Another method is Gravitational microlensing. Ever since Einstein’s theory of relativity gravity is regarded to bend space time itself. In simpler terms, bodies with large masses with a large enough gravitational pull can essentially attract light rays towards it just like the Earth attracts an apple detached from a tree. So, the pathway of light becomes bent and distorted due to large masses and tend to act as a lens, and even smaller distortions can occur due to smaller mass bodies such as exoplanets. This phenomenon is known as gravitational microlensing. The distortions of a distant light source can then be studied in order to detect the presence of exoplanets.

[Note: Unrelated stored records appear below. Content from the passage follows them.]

PR #243, opened 2020-02-07
POST /documents to upload a document without a move

ngw:
It is now possible to POST to /documents and create a Document without a move

### DIFF
--- a/app/controllers/api/v1/documents_controller.rb
+++ b/app/controllers/api/v1/documents_controller.rb
@@ -34,7 +34,7 @@ module Api
 
       def document_attributes
         document_params[:attributes].merge(
-          move: Move.find(params.dig(:move_id)),
+          move: Move.find_by(id: params.dig(:move_id)),
         )
       end
 
--- a/db/schema.rb
+++ b/db/schema.rb
@@ -10,7 +10,7 @@
 #
 # It's strongly recommended that you check this file into your version control system.
 
-ActiveRecord::Schema.define(version: 2020_01_27_150100) do
+ActiveRecord::Schema.define(version: 2020_02_07_111034) do
 
   # These are extensions that must be enabled in order to support this database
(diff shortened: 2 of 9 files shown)


app/controllers/api/v1/documents_controller.rb
```diff
@@ -34,7 +34,7 @@ def document_params
 
       def document_attributes
         document_params[:attributes].merge(
-          move: Move.find(params.dig(:move_id)),
+          move: Move.find_by(id: params.dig(:move_id)),
```
starswan: did you mean this change? It causes a very slight behavioural change

db/schema.rb
```diff
@@ -139,6 +139,27 @@
     t.datetime "updated_at", null: false
   end
 
+  create_table "notifications", id: :uuid, default: -> { "gen_random_uuid()" }, force: :cascade do |t|
```
starswan: oops this has escaped from your other branch

db/schema.rb
```diff
@@ -208,6 +229,20 @@
     t.integer "latest_nomis_booking_id"
   end
 
+  create_table "subscriptions", id: :uuid, default: -> { "gen_random_uuid()" }, force: :cascade do |t|
```
starswan: ditto

app/controllers/api/v1/documents_controller.rb
```diff
@@ -34,7 +34,7 @@ def document_params
 
       def document_attributes
```
starswan: as we are re-using this controller for 2 different (but very similar) endpoints, I think an intention comment would be useful.

ngw: well, the intention is for the code to do exactly what it does... there's a ticket about this, the reasoning behind it is not entirely clear to me (and I don't think it's relevant)

PR #246, opened 2020-02-10
Add support for nomis_offender_no to the /api/v1/people - Part1

alexdesi:
This is part of the ticket: BE - Add support for nomis_offender_no to the /api/v1/people

We'll need to add the support to search for `nomis_offender_no`, this first PR simplyadd the search by nomis_offender_no to the `People::Finder`

Ticket: https://dsdmoj.atlassian.net/secure/RapidBoard.jspa?rapidView=303&projectKey=P4&modal=detail&selectedIssue=P4-977

### DIFF
--- a/app/services/people/finder.rb
+++ b/app/services/people/finder.rb
@@ -19,14 +19,25 @@ module People
     end
 
     def apply_police_national_computer_filters(scope)
-      return unless filter_params.key?(:police_national_computer)
-
       scope = scope.joins(:profiles)
-      scope.where('profiles.profile_identifiers @> ?', police_national_computer)
+
+      if filter_params.key?(:police_national_computer)
+        scope.where('profiles.profile_identifiers @> ?', police_national_computer.to_json)
+      end
+
+      if filter_params.key?(:nomis_offender_no)
+        scope.where('profiles.nomis_offender_no @> ?', nomis_offender_no.to_json)
+      end
+
+      scope
     end
 
     def police_national_computer
-      [{ identifier_type: 'police_national_computer', value: filter_params[:police_national_computer] }].to_json
+      [{ identifier_type: 'police_national_computer', value: filter_params[:police_national_computer] }]
+    end
+
+    def nomis_offender_no
+      [{ identifier_type: 'prison_number', value: filter_params[:nomis_offender_no] }]
     end
   end
 end
--- a/spec/services/people/finder_spec.rb
+++ b/spec/services/people/finder_spec.rb
@@ -16,5 +16,13 @@ RSpec.describe People::Finder do
         expect(people_finder.call.pluck(:id)).to eq [person.id]
       end
     end
+
+    context 'when matching nomis_offender_no filter' do
+      let(:filter_params) { { nomis_offender_no: 'ABCDEFG' } }
+
+      it 'returns people matching the police_national_computer' do
+        expect(people_finder.call.pluck(:id)).to eq [person.id]
+      end
+    end
   end
 end
--- a/spec/factories/profile.rb
+++ b/spec/factories/profile.rb
@@ -5,7 +5,10 @@ FactoryBot.define do
     first_names { 'Bob' }
     last_name { 'Roberts' }
     date_of_birth { Date.new(1980, 10, 20) }
-    profile_identifiers { [{ identifier_type: 'police_national_computer', value: 'AB/1234567' }] }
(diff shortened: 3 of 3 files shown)


app/services/people/finder.rb
```diff
@@ -19,14 +19,27 @@ def apply_filters(scope)
     end
 
     def apply_police_national_computer_filters(scope)
-      return unless filter_params.key?(:police_national_computer)
+      return unless filter_params.key?(:police_national_computer) || filter_params.key?(:nomis_offender_no)
```
starswan: This return is now superfluous as the body checks both values in if statements

app/services/people/finder.rb
```diff
@@ -19,14 +19,27 @@ def apply_filters(scope)
...
 
       scope = scope.joins(:profiles)
-      scope.where('profiles.profile_identifiers @> ?', police_national_computer)
+
+      if filter_params.key?(:police_national_computer)
```
starswan: It would have been nice to DRY up this class, especially as it now deals with 2 types of identifiers.

spec/services/people/finder_spec.rb
```diff
@@ -16,5 +16,13 @@
         expect(people_finder.call.pluck(:id)).to eq [person.id]
       end
     end
+
+    context 'when matching nomis_offender_no filter' do
```
starswan: I'm not a fan of this pattern (relying on data set in the factory in the test) as it's not very self-describing (Yes I know that's what the other example did).

spec/services/people/finder_spec.rb
```diff
@@ -16,5 +16,13 @@
...
+      let(:filter_params) { { nomis_offender_no: 'ABCDEFG' } }
+
+      it 'returns people matching the police_national_computer' do
```
starswan: This appears to be a cut-n-paste error - it shoud metnion nomis_offender_id.

spec/services/people/finder_spec.rb
```diff
@@ -16,5 +16,13 @@
         expect(people_finder.call.pluck(:id)).to eq [person.id]
       end
     end
+
+    context 'when matching nomis_offender_no filter' do
+      let(:filter_params) { { nomis_offender_no: 'ABCDEFG' } }
```
starswan: according to the ticket, the name of this parameter should be prison_number not nomis_offender_no. We have deliberately chosen to use prison_number I believe rather than the NOMIS terminology

app/services/people/finder.rb
alexdesi: If I remove this, the behavior would be: return all the profile if there are not filters.   
That actually it makes sense.
I just need to check if there are not any calls that relies on the current behavior: return nil if there are not filters.

alexdesi: removed! thans

app/services/people/finder.rb
alexdesi: yes, we could using `select`, `maps`, ... to DRY it,
but it would be less readable. This method is still quite small, I'd keep it as it is if you are happy.

spec/services/people/finder_spec.rb
alexdesi: @starswan you are right, sorry the ticket was not updated. I had a chat with @spikeheap and we decided to name it `nomis_offender_no` .

See https://github.com/ministryofjustice/hmpps-book-secure-move-api/blob/master/adr/0002-API-params-naming.md

alexdesi:
@starswan I see your point, this PR adds a functionality important to complete the ticket.
The reason I did it is to release incremental value without creating a giant PR that would wait for long time.
Not sure what is the practice in this team, being able to merge often has many advantages and would help the team to a more agile style.

Maybe @spikeheap and @jason-sims can clarify this point.

spec/services/people/finder_spec.rb
starswan: ok - you need to make sure that the front-end knows about the change too, otherwise we will have integration problems

spikeheap:
👍 to smaller PRs that incrementally add features. It carries the responsibility that devs will revert changes that end up in dead-ends, of course.

In this case, I'm happy to merge the smaller change that adds offender ID to the API of an internal component, because there's a boundary around the NOMIS client classes. I'd also be happy to see both this and the controller changes in one PR 🤷‍♂, whatever works for the author.

PR #247, opened 2020-02-10
P4-960 - provisionally add assessment questions for prison to court j…

electrified:
…ourney

### DIFF
--- a/app/models/assessment_question.rb
+++ b/app/models/assessment_question.rb
@@ -8,6 +8,8 @@ class AssessmentQuestion < ApplicationRecord
     health: 'health',
     risk: 'risk',
     court: 'court',
+    hearing: 'hearing',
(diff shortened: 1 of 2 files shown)


ngw:
Yo mate, this makes some tests fail but don't despair, it's a very easy fix! 
I suppose you're adding assessment questions, right? The number of questions is fixed, and we (someone :p) wrote tests on it:
https://github.com/ministryofjustice/hmpps-book-secure-move-api/blob/p4-960-add-assessment-questions/spec/services/assessment_questions/importer_spec.rb#L10
https://github.com/ministryofjustice/hmpps-book-secure-move-api/blob/p4-960-add-assessment-questions/spec/services/assessment_questions/importer_spec.rb#L37

I think if you just increment those 2 numbers you're good to go...

PR #251, opened 2020-02-11
P4-999 placeholder documentation pages

starswan:
This introduces a /docs endpoint that serves a set of static HTML pages. Currently all the content (including the MoJ styling and branding) is done as placeholders, however the MoJ design toolkit has been integrated so that the look and feel of the placeholders is not the HTML defaults.

Once this has been done, you need to run yarn:install locally to import the MOJ design system


Gemfile
```diff
@@ -57,7 +60,7 @@ group :development do
   gem 'rubocop-govuk'
   gem 'rubocop-rspec'
   gem 'spring'
-  gem 'spring-watcher-listen', '~> 2.0.0'
+  # gem 'spring-watcher-listen', '~> 2.0.0'
```
spikeheap: Did this slip in from local?

spikeheap:
Hi @starswan, when I test this locally I see:
Screenshot 2020-02-11 16 11 06

This is a great start, but could we set up the header/footer/nav to get it a little closer to something like this:
Screenshot 2020-02-11 16 21 32

Also, could this be updated to use markdown to author the content. I'm keen to make authoring and maintaining this as easy as possible, so we don't really want to be editing HTML/ERB directly. https://github.com/thoughtbot/high_voltage might be an easy way to achieve this, though obviously open to suggestions too :).

martyn-w:
Switching to markdown is a good idea 👍 - its definitely more readable without a browser

starswan:
Added some basic GOV.UK HTML styling

PR #252, opened 2020-02-11
P4 950 async notification job

ngw:
Implements webhooks.

Follows specs in https://docs.google.com/document/d/10ESi3PwgKzAVX23mFMIs1wD15KLLiCCs1y-XfrgdmUY/edit


spec/jobs/notify_job_spec.rb
```diff
@@ -0,0 +1,57 @@
...
+        expect(client).to have_received(:post).with(notification.subscription.callback_url, data, headers)
+      end
+
+      it 'updates delivered_at' do
+        expect(notification.reload.delivered_at).not_to be_nil
+      end
+    end
+
+    context 'when notification is not a success' do
+      it 'updates delivery_attempts' do
```
alexdesi: it is not clear from the context (probably it is implicit) why this is not a success, and what does actually mean "is not a success"

spec/jobs/notify_job_spec.rb
```diff
@@ -0,0 +1,57 @@
...
+
+  context 'when notification is discarded' do
+    before { notification.discard! }
+
+    it 'raises a Record Not Found error' do
+      expect { perform! }.to raise_error(ActiveRecord::RecordNotFound)
+    end
+  end
+
+  context 'when subscription is discarded' do
```
alexdesi: probably a duplicate 😄

spec/serializers/notification_serializer_spec.rb
```diff
@@ -0,0 +1,77 @@
+# frozen_string_literal: true
+
+require 'rails_helper'
+
+RSpec.describe NotificationSerializer do
+  subject(:serializer) { described_class.new(notification) }
+
+  let(:notification) { create(:notification) }
+
+  describe 'move?' do
```
alexdesi: should we use the convention `#` to describe we are testing a method?
`describe '#move?' do`

spec/serializers/notification_serializer_spec.rb
```diff
@@ -0,0 +1,77 @@
...
+    it { expect(serializer.move?).to be true }
+  end
+
+  describe 'move_url' do
```
alexdesi: maybe
`describe '#move_url' do`

spec/serializers/notification_serializer_spec.rb
```diff
@@ -0,0 +1,77 @@
...
+    it { expect(serializer.move_url).to eql "http://localhost:4000/api/v1/moves/#{notification.topic.id}" }
+  end
+
+
```
alexdesi: nitpick: 2 empty rows

spec/serializers/notification_serializer_spec.rb
```diff
@@ -0,0 +1,77 @@
...
+    it 'contains a move relationship data' do
+      expect(result[:data][:relationships][:move][:data]).to eql(id: notification.topic.id, type: 'moves')
+    end
+
+    it 'contains a move relationship links' do
+      expect(result[:data][:relationships][:move][:links]).to eql(self: "http://localhost:4000/api/v1/moves/#{notification.topic.id}")
+    end
+
+    it 'renders the correct json' do
+      expect(result).to eql(expected_result)
```
alexdesi: should this be the only test necessary? 🤔

app/jobs/notify_job.rb
```diff
@@ -0,0 +1,26 @@
...
+  def perform(notification_id:)
+    notification = Notification.kept.find(notification_id)
+    raise 'Subscription disabled' unless notification.subscription.enabled?
+
+    data = ActiveModelSerializers::Adapter.create(NotificationSerializer.new(notification)).to_json
+    hmac = Encryptor.hmac(notification.subscription.secret, data)
+
+    response = client.post(notification.subscription.callback_url, data, 'PECS-SIGNATURE': hmac, 'PECS-NOTIFICATION-ID': notification_id)
+
+    notification.update(delivered_at: DateTime.now) if response.success?
```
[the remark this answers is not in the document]
ngw: Yes we need it: delivered_at is basically saying the notification has been delivered successfully, under this line it updates the timestamps ALSO in case the notification wasn't a success.

app/jobs/prepare_move_notifications_job.rb
```diff
@@ -0,0 +1,19 @@
...
+  def perform(topic_id:, action_name:)
+    move = Move.find(topic_id)
+
+    move.suppliers.each do |supplier|
+      supplier.subscriptions.kept.each do |subscription|
+        next unless subscription.enabled?
+
+        notification = subscription.notifications.create!(topic: move,
+                                                          event_type: "#{action_name}_move")
+        NotifyJob.perform_later(notification_id: notification.id)
```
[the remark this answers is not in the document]
ngw: We run that job only if we need to run it. This way both jobs (which are reentrant) can run async in separate threads. We could have only one job and that would be slightly less complex, but we'll need to group a bunch of writes in the same job for no valid reason.

spec/serializers/notification_serializer_spec.rb
ngw: I wonder how rubocop didn't get this...

app/controllers/api/v1/moves_controller.rb
```diff
@@ -31,12 +32,14 @@ def update
...
         move.update!(patch_move_attributes)
+        Notifier.prepare_notifications(topic: move, action_name: 'update')
         render_move(move, 200)
       end
 
       def destroy
         move = find_move
-        move.destroy!
+        move.destroy! # TODO: we probably should not be destroying moves
+        Notifier.prepare_notifications(topic: move, action_name: 'destroy')
```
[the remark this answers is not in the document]
ngw: how to infer the `action_name`?

app/jobs/notify_job.rb
```diff
@@ -0,0 +1,26 @@
+# frozen_string_literal: true
+
+class NotifyJob < ApplicationJob
+  queue_as :webhooks
+
+  def perform(notification_id:)
+    notification = Notification.kept.find(notification_id)
+    raise 'Subscription disabled' unless notification.subscription.enabled?
```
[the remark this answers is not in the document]
ngw: Well deliver notifications to disabled subscriptions doesn't look like a good idea. That's a duplicated control though, will remove.

app/services/notifier.rb
```diff
@@ -0,0 +1,12 @@
+# frozen_string_literal: true
+
+class Notifier
+  def self.prepare_notifications(topic:, action_name:)
+    case topic
+    when Move
+      ::PrepareMoveNotificationsJob.perform_later(topic_id: topic.id, action_name: action_name)
+    end
+    # when Person
```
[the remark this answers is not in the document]
ngw: It's not a TODO, but something they might want in the future

spec/jobs/notify_job_spec.rb
ngw: it responds with `false` to the `success?` method

ngw: hopefully it's clearer now

spec/serializers/notification_serializer_spec.rb
ngw: Can't speak for @martyn-w but I believe it's checking that the actual result is what he's expecting (and he built "manually" inside the `let`)

app/jobs/notify_job.rb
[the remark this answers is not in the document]
martyn-w: Hi @ngw @alexdesi keep in mind that a notification could be scheduled for delivery when the subscription is enabled; and then the delivery attempted later when then subscription has been disabled: in that case, the delivery should _not_ be attempted - it is necessary to check if the subscription is _still enabled_ when the delivery is attempted.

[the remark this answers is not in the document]
ngw: I will then remove the one in the prepare, the check in the notify job makes the first one superfluous and just a slight quite confusing optimization

spec/jobs/notify_job_spec.rb
martyn-w: Hi @alexdesi @ngw  it is not a duplicate - a subscription could be discarded, or a notification could be discarded (or both). Hence testing for both scenarios.

spec/serializers/notification_serializer_spec.rb
martyn-w: hi @ngw @alexdesi ... true, there is a little duplication here. I had intended the first set of tests to check the values, and this test to check the shape of the json (in particular, getting the <links> object inside of the <relationships> object. But whether all tests are strictly necessary I'll leave to your better judgement :-)

spec/serializers/notification_serializer_spec.rb
martyn-w: 👍

app/serializers/notification_serializer.rb
```diff
@@ -0,0 +1,23 @@
+# frozen_string_literal: true
+
+# NB: at the moment this serializer only supports Move topics. In the future we should also support Person topics.
+class NotificationSerializer < ActiveModel::Serializer
+  include Rails.application.routes.url_helpers
+
+  attributes :id, :event_type
+  attribute :created_at, key: :timestamp
+
+  # this is a little ugly but it is the only way (?!) to get the serializer to behave exactly as required
```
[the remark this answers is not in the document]
martyn-w: @ngw @alexdesi yep just remove this comment 👍

app/jobs/notify_job.rb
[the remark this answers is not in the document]
martyn-w: @ngw I believe that both checks are necessary: in the prepare and in the notify. 
1. Notifications should not be queued if the subscription is disabled
2. Queued Notifications should not be sent if the subscription is disabled
these are two different cases (which can happen at different times / system states)

app/controllers/api/v1/moves_controller.rb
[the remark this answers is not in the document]
alexdesi: it's actually called `action_name`  (it returns the name of the controller)

But actually, keep it as it is, I like the explicit way you wrote it.

app/jobs/notify_job.rb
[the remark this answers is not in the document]
alexdesi: ah ok, I got it.
Could this work, so you can use just an update? 
```
notification.delivered_at = DateTime.now if response.success?
assign_attributes(delivery_attempted_at: DateTime.now, delivery_attempts: notification.delivery_attempts.succ)
notification.save
```

spec/jobs/notify_job_spec.rb
alexdesi: ops sorry, I did not see the `success?: false` 
that's perfect!

spec/serializers/notification_serializer_spec.rb
alexdesi: 👍  for me, I'm not strongly opinionated on this.

app/jobs/notify_job.rb
```diff
@@ -0,0 +1,25 @@
...
+
+    data = ActiveModelSerializers::Adapter.create(NotificationSerializer.new(notification)).to_json
+    hmac = Encryptor.hmac(notification.subscription.secret, data)
+
+    response = client.post(notification.subscription.callback_url, data, 'PECS-SIGNATURE': hmac, 'PECS-NOTIFICATION-ID': notification_id)
+
+    notification.update(delivered_at: DateTime.now) if response.success?
+
+    notification.update(delivery_attempts: notification.delivery_attempts.succ,
+                        delivery_attempted_at: DateTime.now)
```
spikeheap: I'd not seen `.succ` before. Neat.

app/jobs/notify_job.rb
```diff
@@ -0,0 +1,25 @@
...
+class NotifyJob < ApplicationJob
+  queue_as :webhooks
+
+  def perform(notification_id:)
+    notification = Notification.kept.find(notification_id)
+
+    data = ActiveModelSerializers::Adapter.create(NotificationSerializer.new(notification)).to_json
+    hmac = Encryptor.hmac(notification.subscription.secret, data)
+
+    response = client.post(notification.subscription.callback_url, data, 'PECS-SIGNATURE': hmac, 'PECS-NOTIFICATION-ID': notification_id)
```
spikeheap: I feel like this may have been discussed already, so apologies. In case the subscription is disabled between the notification being queued and this job running, should we guard this post on `subscription.enabled?`

config/environments/preprod.rb
```diff
@@ -59,7 +59,7 @@
   # Set this to true and configure the email server for immediate delivery to raise delivery errors.
   # config.action_mailer.raise_delivery_errors = false
 
-  # config.action_mailer.default_url_options[:host] = ENV["SERVER_FQDN"]
+  config.action_mailer.default_url_options[:host] = ENV["SERVER_FQDN"]
```
spikeheap: Does this change want to be applied to staging and production as well?

app/jobs/notify_job.rb
martyn-w: @spikeheap very pertinent question - @ngw and I wanted to get a view from the team on this. To be clear, at the guard is in place here thanks to: `notification = Notification.kept.find(notification_id)` - the `.kept` filters out notifications which have a disabled subscription

config/environments/preprod.rb
ngw: wow nice catch, recommenting

app/jobs/notify_job.rb
ngw: we should yes, commit incoming.

martyn-w: todo: add subscription check

ngw: that felt extremely weird actually :D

Transit photometry is another such popular method. When a planet revolving around a star may happen to come in front of the star (between the star and the observer on earth) this phenomenon is known as planetary transits. During the transit period the light emitted from the star is diminished and this can be shown as evidence as the presence of exoplanets. Using the period of the transit and the amount of light that is diminished we can pinpoint the location the planet and also make estimations of its mass.

The above are just a few examples of the many methods used in the detection of exoplanets. As the size and quality of the telescopes we use improve and the improvements in new techniques of Astronomical observations the detection of exoplanets are becoming increasingly common and more accurate.

As more planets are discovered, the field of exoplanetology continues to grow it will ultimately tackle the prospect of the presence life on planets beyond the Solar System. At cosmic distances, detection of life is quite a challenge but we can safely assume a potentially habitable planet must orbit a stable star at a distance within which sufficient atmospheric pressure can support liquid water at their surfaces.

But in the this vastly infinite Universe one thing you can guarantee about exoplanets is that we will find more of them!!